There is a solution to the puzzle, but I don’t have it yet. I’m constantly working on it. I’m doing my morning pages. I’m taking media-free walks. I’m brainstorming on paper. I’m reading relevant books.
I have this feeling that all the pieces that are floating around in my head, all the snippets of scenes are going to fall into the right place and then the story will pour out, but I can’t force those pieces together. I have to keep giving my brain input and time to find the right fit.
So, I’m trying to be something I’m not naturally…patient. Actively patient, though.
I’m not stopping. This isn’t a block. This is part of the process.
By the way, I’m not one of those writers who will tell you writer’s block doesn’t exist. That’s bullshit. It exists—in different ways and in different forms and for different reasons for different people. It annoys me when writers or writing teachers tell other writers what they’re feeling isn’t real. But I also think that sometimes we think something is a block when really, we just are trying to rush the process.
So here I am, not rushing. But working. Sending cookies down to the girls in the basement.
In Other News…
One of the ideas I got during this thinking process was not about my book but about this newsletter and this summer.
Since starting this newsletter, I’ve heard from a lot of you, and I know I’m not alone in writer burnout land. So, I’m planning something for this summer to hopefully help give us all a boost of writing love: The Summer of Love (of Writing)

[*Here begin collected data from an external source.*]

PR #467, opened 2025-12-19
Refactored structure to use more dynamic types

d0mmi:
(WIP)

### DIFF
--- a/daemon/Cargo.lock
+++ b/daemon/Cargo.lock
@@ -4354,6 +4354,7 @@ dependencies = [
  "constant_time_eq",
  "derive_more 2.1.1",
  "dissimilar",
+ "dyn-clone",
  "futures",
  "git2",
  "ignore",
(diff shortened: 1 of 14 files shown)


alerque:
If this is a WIP, marking it as a draft will help the GitHub UI surface the right information for reviewers.

Also two other minor notes:

* Unless the dependencies are changing on purpose, I highly recommend not mixing lockfile updates with other refactoring work. If they do need to get bumped for some reason, do it in a separate commit prior to the actual refactoring so they can be evaluated on their own merits and cherry picked without conflicts.
* Is this all hand editing or is there some LLM output mixed in?

zormit:
I was in touch / in a call with @d0mmi about this. If I remember correctly it isn't generated code, but LLMs might have been involved in an advisory way. The idea was that we integrate the changes step by step, where #490 was the first one that we paired on.

This one is kind of open as a reminder and a source for inspiration, so maybe it could even be closed as there's currently no intention to merge it by itself... Not sure. Turning into a draft one makes sense for sure.

(FWIW, I have some non-public notes that I could post here from when @blinry and I talked about this, but I'd have to translate & extend them to make sense, so I won't do that now)

d0mmi:
Yes the code is not ai generated. I only used ai to ask questions about Rust because this is the first Rust project i worked on.

PR #470, opened 2026-01-13
Add option to use temporary directory as shared directory

### LINKED ISSUE #463: Join automatic tmp folder
**Is your feature request related to a problem? Please describe.**
When joining someone (or some other device of mine) I want to join in a temporary folder which is only relevant for the share. The original stays with the sharing device anyway.

For this I basically used this: `cd ~/tmp && mkdir something && cd something && teamtype join 1-2-3`

This feels like a common enough workflow to have it built-in?

**Describe the solution you'd like**

Maybe a command like `teamtype join --tmpdir 1-2-3` could be neat. This might automatically get the name of the share from the host and create a folder in some (configurable?) place like ~/.cache/teamtype/workspaces/$sharename` and enters it. That way I can quickly join in and team-type on the given share.

Maybe `--tmpdir` without argument uses some default, maybe `--tmpdir=/tmp/foo/bar` accepts a path? Not sure whether that might work well with clap env. Setting `TEAMTYPE_TMP_WORKSPACES=$HOME/.cache/teamtype/workspaces` could be an alternative to a config file or something like that?

axelmartensson:
Add global `--use-temporary-directory` command-line option, which allows you to create a new temporary directory and use it as the shared directory. The directory is removed on exit.

Fixes #463

### DIFF
--- a/daemon/src/cli.rs
+++ b/daemon/src/cli.rs
@@ -1,5 +1,6 @@
 // SPDX-FileCopyrightText: 2025 blinry <mail@blinry.org>
 // SPDX-FileCopyrightText: 2025 zormit <nt4u@kpvn.de>
+// SPDX-FileCopyrightText: 2026 axelmartensson <axel.martensson@hotmail.com>
 //
 // SPDX-License-Identifier: AGPL-3.0-or-later
 
--- a/daemon/src/main.rs
+++ b/daemon/src/main.rs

More details will be coming soon, but I’m really excited about it! :)
So, if you know other writers who you think would benefit from this newsletter and this type of content, please share! :)
That’s all for now. How are things going for you?
I was such a Guns 'n Roses fan back in the day! I miss the days of vinyl where you could just walk out of a record store with a new prized possession. I do like streaming and having all the world's music at my fingertips but there was just something about browsing in those record stores. Sigh, feeling nostalgic (and old).
There really is something about writing longhand that makes it all feel less daunting. Jennifer Lynn Barnes had a Twitter thread a while back about how she blocks out her scenes in a notebook, sketches out the dialogue and only when she's done with that, she writes the scene out on her laptop. Paraphrasing but I believe that was the gist of it. Definitely going to give that a try when I've found some mental space to write again.
I've been trying to learn to be patient too, but it's a tightrope walk. I'm discovering that I am very pressure driven, so deadlines work for me. But they have to be a deadline I promise to someone else because I can lie to myself all day long. When my characters story aren't working for me, I do keep moving ahead, but it's more a tiptoe than a sprint. I find I can usually write my way out of whatever is "wrong" if I just poke at it rather than charging in. Curious to see what you have in store!